# which is the better GPU option for me?



## ispyder (Sep 23, 2013)

1. Which Power Supply do you have? (Be EXACT while naming the company and model)
Ans: Currently I have none, I will building a PC soon, so you may only suggest which is good with he GPU you suggest me.

2. What is your budget?
Ans:20K - 50K (Only for GPU)

3. Which resolution will you game at?
Ans: 1080p, HDTV, 40inch.

4. What are your current computer specifications?
Ans: Motherboard: Asus Masimus VI Formula
       Processor: Intel i7-4770K
Rest of the things will be chosen later.

*I have few GPUs in mind, Can you please suggest me the best among the followings-->
1) Sapphire AMD/ATI HD 7970 DDR5 Vapor-X 3 GB 3 GB GDDR5 Graphics Card 
2) GeForce GTX 760 SLI (means 2 cards will be there)
3) GeForce GTX 770 
4) GeForce GTX 780

I checked on internet and it showed that GTX 760 SLI was the best among them all, I want your views guys, because I really don't want to take any kind of risk while making this purchase.*


----------



## topgear (Sep 24, 2013)

if you need a complete pc I'll move your post here :
PC Components / Configurations

and you better edit your post based on this template :
*www.thinkdigit.com/forum/pc-compon...new-pc-help-answer-these-questions-first.html

If your budget 20-45k is only for GPU + PSU alone or gpu only then you can go for 2x GTX 760 in SLI but they are just overkill for a 1080P monitor but still you can get this excellent combo.
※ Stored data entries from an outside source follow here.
PR #8097, opened 2026-06-22
fix: changed resend CTA for Call factor

lgw-gravitee:
fixes AM-7172

### DIFF
--- a/gravitee-am-gateway/gravitee-am-gateway-standalone/gravitee-am-gateway-standalone-distribution/src/main/resources/templates/i18n/messages_fr.properties
+++ b/gravitee-am-gateway/gravitee-am-gateway-standalone/gravitee-am-gateway-standalone-distribution/src/main/resources/templates/i18n/messages_fr.properties
@@ -171,12 +171,17 @@ mfa_challenge.recovery.code=Veuillez saisir l'un de vos codes de secours
 mfa_challenge.error=Code invalide
 mfa_challenge.button.submit=Vérifier
 mfa_challenge.button.resend=Renvoyer le code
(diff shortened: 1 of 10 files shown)


gravitee-am-gateway/gravitee-am-gateway-standalone/gravitee-am-gateway-standalone-distribution/src/main/resources/templates/i18n/messages_fr.properties
```diff
@@ -171,12 +171,17 @@ mfa_challenge.recovery.code=Veuillez saisir l'un de vos codes de secours
 mfa_challenge.error=Code invalide
 mfa_challenge.button.submit=V�rifier
 mfa_challenge.button.resend=Renvoyer le code
+mfa_challenge.button.call.resend=Rappeler
 mfa_challenge.resend.success=Un nouveau code a �t� envoy�
+mfa_challenge.call.resend.success=Un nouvel appel a \u00E9t\u00E9 lanc\u00E9
```
leleueri: question: it is display properly ? other message are not using unicode

leleueri (approved):

gravitee-am-gateway/gravitee-am-gateway-standalone/gravitee-am-gateway-standalone-distribution/src/main/resources/templates/i18n/messages_fr.properties
wajb: I think these need to be edited as `ISO-8859-1`. `file -I` returns
```
text/plain; charset=iso-8859-1
```

PR #8103, opened 2026-06-23
fix: removed oauth2-repository probe from MAPI

lgw-gravitee:


wajb (approved):

wajb:
@lgw-gravitee this commit was merged as part of https://github.com/gravitee-io/gravitee-access-management/pull/8101 👍.

PR #8111, opened 2026-06-24
fix: prevent domains from being silently dropped during gateway startup

leleueri:
## Summary

The gateway's `EventManagerImpl` had a thread-safety bug where `DomainEvent.DEPLOY` publishes would race with concurrent listener subscriptions during parallel domain deployment, causing a `ConcurrentModificationException` that silently aborted the event delivery. This meant some domains never reached the reactor and were lost — a non-deterministic subset per instance, since thread interleaving differed each run.

## Changes

- **EventManagerImpl**: Use `computeIfAbsent + CopyOnWriteArrayList` so listeners can be added concurrently while events are published, and fix the get-then-put race that could drop listeners.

If you can - wait for AMDs upcoming R9-290 and R290x


----------



## ispyder (Sep 24, 2013)

topgear said:


> if you need a complete pc I'll move your post here :
> PC Components / Configurations
> 
> and you better edit your post based on this template :
> ...



Nops I just need the GPU suggestion.
BTW I have edited my main post of this thread, please look at it and then suggest me.
Also wanted to know that what would be the expected cost of AMD R9-290 and R290x
and how is 760 SLI a overkill?


----------



## rock2702 (Sep 24, 2013)

ispyder said:


> Nops I just need the GPU suggestion.
> BTW I have edited my main post of this thread, please look at it and then suggest me.
> Also wanted to know that what would be the expected cost of AMD R9-290 and R290x
> and how is 760 SLI a overkill?



With your budget get a 780 or the upcoming R9 290X which will be available 1 month from now for around 45k.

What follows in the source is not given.